# Mit Toast Titanium Video-DVD mit Rom-Part brennen



## Jan-Frederik Stieler (24. Mai 2009)

Hallo,
ich habe eine MOV als Videodatei und will diese nun unter OSX als DVD brennen, soweit funktioniert das auch mit Toast. Nun möchte ich aber die Videodatei als MOV mit draufbrennen da das eine HDV Datei ist falls der Empfänger damit was anfangen kann.
Wie kann ich den nun mit Toast Titanium eine Video-DVD erstellen bei der ich auch einen Dateipart habe?

Gruß


----------



## graphiq (25. Mai 2009)

Hallo Jan,

ich würde es folgendermaßen machen:

1. Die MOV-Datei, die ich als Video-DVD haben will, würde ich im DVD-Video-Mode in Toast ziehen und dann als Image sichern. Damit bekommst du ein DVD-Video File-Set (VIDEO_TS, AUDIO_TS -Ordner).
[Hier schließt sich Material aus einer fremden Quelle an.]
PR #522, opened 2022-08-24
Fix/tag styles

Rykus0:
## PR Checklist

## PR Type

- [ ] Bugfix
- [x] Feature
- [ ] Build related changes
- [ ] CI related changes
- [ ] infrastructure changes

contributes to #486 

## What is the new behavior?

Updates Tag styles to match Figma


packages/headless-styles/src/components/Tag/tagCSS.module.css
```diff
@@ -2,23 +2,23 @@
   align-items: center;
   appearance: none;
   background-color: transparent;
-  border: 2px solid var(--ps-action-navigation);
-  border-radius: 12px;
+  border: 1px solid var(--ps-border-strong);
+  border-radius: 1em;
```
caseybaggz, line 6: We've been using `px` everywhere which I think may be a little safer since BR is a little weird. Mind if we switch back to px so it's consistent?

```suggestion
  border-radius: 12px;
```

caseybaggz (approved):

packages/headless-styles/src/components/Tag/tagCSS.module.css
Rykus0: The value is relative to the font size, which is why I used `em`, but for consistency I can change it.  It means we have to add a different value for the small size, which is another reason I used the single em value.

caseybaggz (approved):

packages/headless-styles/src/components/Tag/tagCSS.module.css
caseybaggz: Ahhhh, I see - yeah, since we need a small class anyways, for the sake of keep the code simple to understand I would keep it pixels.  BR is already messy and adding `em` to it makes it even worse (especially since we are using `rems` so I can see a junior dev thinking it's a mistake and changing it.

Your rationale makes total sense and if we were a product team, I would abosolutely leave it. Being an open-source - makes it a little trickier.

Issue #502, opened 2022-08-18
[Feature?]: Tabs API


caseybaggz:
### Duplicates

- [X] I have searched the existing issues

### Latest version

- [X] I have tested the latest version

### Summary 💡

- [x] CSS API
- [x] JS API
- [x] unit tests
- [ ] SC Sandbox
- [ ] Svelte Sandbox
- [ ] Chakra Sandbox
- [ ] MUI Sandbox

caseybaggz:
Done. Closing.

PR #621, opened 2022-09-22
Feat/502 tab api

Rykus0:
## PR Checklist

## PR Type

- [ ] Bugfix
- [x] Feature
- [ ] Build related changes
- [ ] CI related changes
- [ ] infrastructure changes

contributes to #502 

## What is the new behavior?

Adds CSS and JS Tab APIs


packages/headless-styles/src/components/Tab/tabCSS.module.css
```diff
@@ -0,0 +1,101 @@
+.tabWrapper {
```
caseybaggz, line 1: Let's kill these two, but keep the objects in case we ever want to add something in the future.

Rykus0: I do have some styles going into the `.tabWrapper` with the overflow update, but nothing yet for `.tabPanelWrapper`

packages/headless-styles/src/components/Tab/tabCSS.ts
```diff
@@ -0,0 +1,52 @@
...
+      }),
+    },
+    tab: {
+      ...props.tab,
+      ...createClassProp(defaultOptions.tech, {
+        defaultClass: `${TAB} ${styles[sizeClass]}`,
+        svelteClass: `tabBase ${sizeClass}`,
+      }),
+    },
+    panelWrapper: {
```
caseybaggz, line 41: Because there is nothing here, you can kill the object so it's less lines in here. Will still automatically ship since it's included in the `...props` spread.

packages/headless-styles/src/components/Tab/tabJS.ts
```diff
@@ -0,0 +1,65 @@
...
+    },
+    tabList: {
+      ...baseProps.tabList,
+      ...createJSProps(transformStyles(jsStyles.tabList), jsStyles.tabList),
+    },
+    tab: {
+      ...baseProps.tab,
+      ...createJSProps(transformStyles(jsStyles.tab), jsStyles.tab),
+    },
+    panelWrapper: {
```
caseybaggz, line 57: Same here.

packages/headless-styles/src/components/Tab/tabCSS.ts
```diff
@@ -0,0 +1,49 @@
...
+import { getDefaultTabOptions, createTabProps } from './shared'
+import type { TabOptions } from './types'
+import styles from './tabCSS.module.css'
+
+const TAB = 'ps-tab'
+
+export function unstable_getTabProps(options?: TabOptions) {
+  const defaultOptions = getDefaultTabOptions(options)
+  const props = createTabProps()
+  const sizeClass = `${defaultOptions.size}Tab`
```
caseybaggz, line 12: Gah, totally missed this. We need to create a `getTabClasses` function to create a SSoT and stay consistent to the other APIs

Rykus0: Ah yes, thanks

caseybaggz (approved):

2. Das so entstandene Disk-Image öffnen und in Toast eine Daten-DVD als Ziel auswählen. Dann den VIDEO_TS -Ordner von Disk-Image in die Daten-DVD ziehen. Dann kannst du noch einen zusätzlichen Ordner mit deinen HDV-Material auf der Daten-DVD erstellen oder hineinziehen. Aber bitte nicht den VIDEO_TS -Ordner verändern. 

3. Dann nur noch auf Brennen klicken und fertig.


----------



## Jan-Frederik Stieler (25. Mai 2009)

Hi,
mit der Daten-DVD (UDf) gibt es dann keine Probleme in einem Standalone DVD-Player wegen der Architektur auf der DVD?

Gruß


----------



## graphiq (25. Mai 2009)

HI,
ich habe das schon mehrere Male so gemacht. Meine DVDs mit DVD-ROM-Teil waren immer auf handelsüblichen Playern abspielbar. Du musst nur darauf achten, dass du wenn du deinen DVD-ROM Teil füllst, nicht über die Grenze von 4,34GB bei Single-Layer oder nicht über 8,5GB bei Dual- und Doubble-Layer. 
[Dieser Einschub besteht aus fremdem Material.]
PR #622, opened 2022-09-26
Feat/502 chakra tabs

Rykus0:
## PR Checklist

## PR Type

- [ ] Bugfix
- [x] Feature
- [ ] Build related changes
- [ ] CI related changes
- [ ] infrastructure changes

contributes to #502 

## What is the new behavior?

Adds Chakra theme for Tabs
Minor adjustments to styles:
- Apply background color to panels as well as tabs for consistency
- Use flex gap for tab spacing rather than sibling selectors for greater compatibility in applying styles across frameworks and techniques

### DIFF
--- a/packages/headless-styles/src/components/Tab/tabCSS.module.css
+++ b/packages/headless-styles/src/components/Tab/tabCSS.module.css
@@ -14,6 +14,8 @@
     transparent 100%
   );
   display: flex;
+  gap: 2rem;
+  justify-content: space-between;
   overflow-y: auto;
   padding-block-end: 1rem;
 }
@@ -34,10 +36,6 @@
   white-space: nowrap;
 }
 
-.tabBase + .tabBase {
-  margin-inline-start: 2rem;
-}
-
 .mTab {
   composes: tabBase;
 }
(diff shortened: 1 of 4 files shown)


Rykus0:
Sandbox: https://codesandbox.io/s/basic-tabs-chakra-x8lzym?file=/src/App.tsx

packages/headless-styles/src/components/Tab/tabCSS.module.css
```diff
@@ -85,6 +80,7 @@
 }
 
 .tabPanel {
+  background-color: var(--ps-surface-weak);
```
caseybaggz, line 83: This seems off. What was the reason for adding it in?

Rykus0: The tabs have that background but the panels didn't.  I noticed it in the Chakra sandbox because the app background was different, so I added this to make sure the tabs and panels matched.

caseybaggz: OK, we need to kill the tabs BGC too. We shouldn't be shipping that which explains why the Chakra sandbox looks weird.

caseybaggz: Tabs/panels should always be transparent.

Rykus0: Ok, no problem

caseybaggz (approved):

Wenn ich DVDs von meinen Parties gemacht habe, schmeiß ich immer noch eine Menge Fotos in den DVD-ROM Teil, damit sich die Leute Abzüge machen lassen können. 

Noch ein Tipp: Nenne den DVD-ROM Teile auch so, dass du auf deiner DVD nachher in oberster Ebene nur 2 Ordner hast. 1mal VIDEO_TS und 1mal DVD-ROM.

Gutes Gelingen und wenn doch noch Fragen gibt kannst du dich ja wieder melden. z.B. per Skype, AIM oder iChat. Meine Name ist der gleiche wie hier.

Beste Grüße


----------



## Jan-Frederik Stieler (25. Mai 2009)

Also ich sollte den Rom Bereich unbedingt als eigenen Ordner anlegen und nicht die Daten einfach ohne Ordner auf die DVD brennen?

Gruß


----------